**Collected data:**
>>>>

PR #409, opened 2025-07-10
Add support for `shfl.sync.MODE.b32`

zluda-violet:
Adds support for

* `shfl.sync.up.b32`
* `shfl.sync.down.b32`
* `shfl.sync.bfly.b32`
* `shfl.sync.idx.b32`

This uses the AMD HIP `__shfl` functions to implement them. Note that `__shfl` is slightly higher level than these instructions – it takes the width instead of an options bitfield, and does not return whether the computed index is out of range. This PR decodes the options bitfield, and duplicates the index calculation logic in order to do a bounds check.

### DIFF
--- a/ptx/src/test/ll/shfl_sync_bfly_b32_pred.ll
+++ b/ptx/src/test/ll/shfl_sync_bfly_b32_pred.ll
@@ -1,4 +1,4 @@
-declare { i32, i1 } @__zluda_ptx_impl_shfl_sync_bfly_b32_pred(i32, i32, i32, i32) #0
+declare [2 x i32] @__zluda_ptx_impl_shfl_sync_bfly_b32_pred(i32, i32, i32, i32) #0
 
 declare i32 @__zluda_ptx_impl_sreg_tid(i8) #0
 
@@ -22,9 +22,10 @@ define amdgpu_kernel void @shfl_sync_bfly_b32_pred(ptr addrspace(4) byref(i64) %
 "40":                                             ; preds = %"39"
   store i32 %"33", ptr addrspace(5) %"45", align 4
   %"52" = load i32, ptr addrspace(5) %"45", align 4
-  %2 = call { i32, i1 } @__zluda_ptx_impl_shfl_sync_bfly_b32_pred(i32 %"52", i32 3, i32 31, i32 -1)
-  %"65" = extractvalue { i32, i1 } %2, 0
-  %"51" = extractvalue { i32, i1 } %2, 1
+  %2 = call [2 x i32] @__zluda_ptx_impl_shfl_sync_bfly_b32_pred(i32 %"52", i32 3, i32 31, i32 -1)
+  %"65" = extractvalue [2 x i32] %2, 0
+  %3 = extractvalue [2 x i32] %2, 1
+  %"51" = trunc i32 %3 to i1
   store i32 %"65", ptr addrspace(5) %"46", align 4
   store i1 %"51", ptr addrspace(5) %"47", align 1
   %"53" = load i1, ptr addrspace(5) %"47", align 1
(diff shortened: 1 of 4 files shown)


ptx/lib/zluda_ptx_impl.cpp
```diff
@@ -4,6 +4,8 @@
 
 #include <cstddef>
 #include <cstdint>
+
+#define HIP_ENABLE_WARP_SYNC_BUILTINS 1
```
vosen: I think that's not necessary anymore?

ptx/lib/zluda_ptx_impl.cpp
```diff
@@ -170,6 +172,54 @@ extern "C"
     BAR_RED_IMPL(and);
     BAR_RED_IMPL(or);
 
+    struct ShflSyncResult {
+        uint32_t output;
+        bool in_bounds;
+    };
+
+    // shfl.sync opts consists of two values, the endpoint ID and the subsection mask.
```
vosen: This comment is outdated

ptx/lib/zluda_ptx_impl.cpp
```diff
@@ -170,6 +172,54 @@ extern "C"
...
+    // 11000 in binary. This indicates that the two most significant bits in the 5-bit lane ID are
+    // the subsection address. For example, for a lane ID 13 (0b01101) the address of the beginning
+    // of the subsection is 0b01000 (8).
+    //
+    // The endpoint ID is the lane ID of the max lane ID for a specific mode. For the CUDA
+    // __shfl_sync intrinsics, it is always 31 for idx, bfly, and down, and 0 for up. For now, it
+    // seems like we don't need to use this.
+
+    #define SHFL_SYNC_IMPL(mode, fn, out_of_bounds_check)                                                                                     \
+    uint32_t FUNC(shfl_sync_##mode##_b32)(uint32_t input, int32_t idx, uint32_t opts, uint32_t membermask __attribute__((unused)))            \
```
vosen: Wouldn't it be simpler to write this function in terms of the `_pred` variant?

ptx/lib/zluda_ptx_impl.cpp
```diff
@@ -170,6 +172,54 @@ extern "C"
...
+    {                                                                                                                                         \
+        uint32_t section_mask = (opts >> 8) & 0b11111;                                                                                        \
+        uint32_t __attribute__((unused)) endpoint = opts & 0b11111;                                                                           \
```
vosen: Why ignore this value? It seems to me that it takes part in index calculations. I've tried one of the unit tests with opt changed from 4127 to 4096 and original CUDA produced a different result

vosen (changes requested):
BTW, but did you check if anonymous structs are linked by LLVM properly?

ptx/lib/zluda_ptx_impl.cpp
zluda-violet: Correct, removed.

ptx/lib/zluda_ptx_impl.cpp
zluda-violet: It is not; it is about the `shfl.sync` instruction that we are implementing, not the `__shfl` function we are calling.

ptx/lib/zluda_ptx_impl.cpp
zluda-violet: Yes, done.

ptx/lib/zluda_ptx_impl.cpp
zluda-violet: That value is the max lane ID for a specific mode – 31 for idx, bfly, and down, and 0 for up. The max lane id of the current sub-segment is calculated by replacing the bits of the lane ID not in the section mask with the bits from this value.

I don't think it makes sense for this value to be anything other than 0 and 31, and that's the values that the CUDA `__shfl_sync` uses. But it is possible for handwritten PTX to have different values, and perhaps there's a use for that, so I've replicated the CUDA logic more exactly.

ptx/lib/zluda_ptx_impl.cpp
vosen: Yes, sorry, I've started writing a comment and then started reading the code and never went back to edit it

zluda-violet:
I've checked the linking of anonymous structs for ROCm 6.4, but not 6.3 yet.

vosen (approved):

<<<<

**WHAT TO DO:**
Check each line of the entries for "violet" and copy those that have it.

**TASK ANSWER:**
zluda-violet:
zluda-violet: Correct, removed.
zluda-violet: It is not; it is about the `shfl.sync` instruction that we are implementing, not the `__shfl` function we are calling.
zluda-violet: Yes, done.
zluda-violet: That value is the max lane ID for a specific mode – 31 for idx, bfly, and down, and 0 for up. The max lane id of the current sub-segment is calculated by replacing the bits of the lane ID not in the section mask with the bits from this value.
zluda-violet:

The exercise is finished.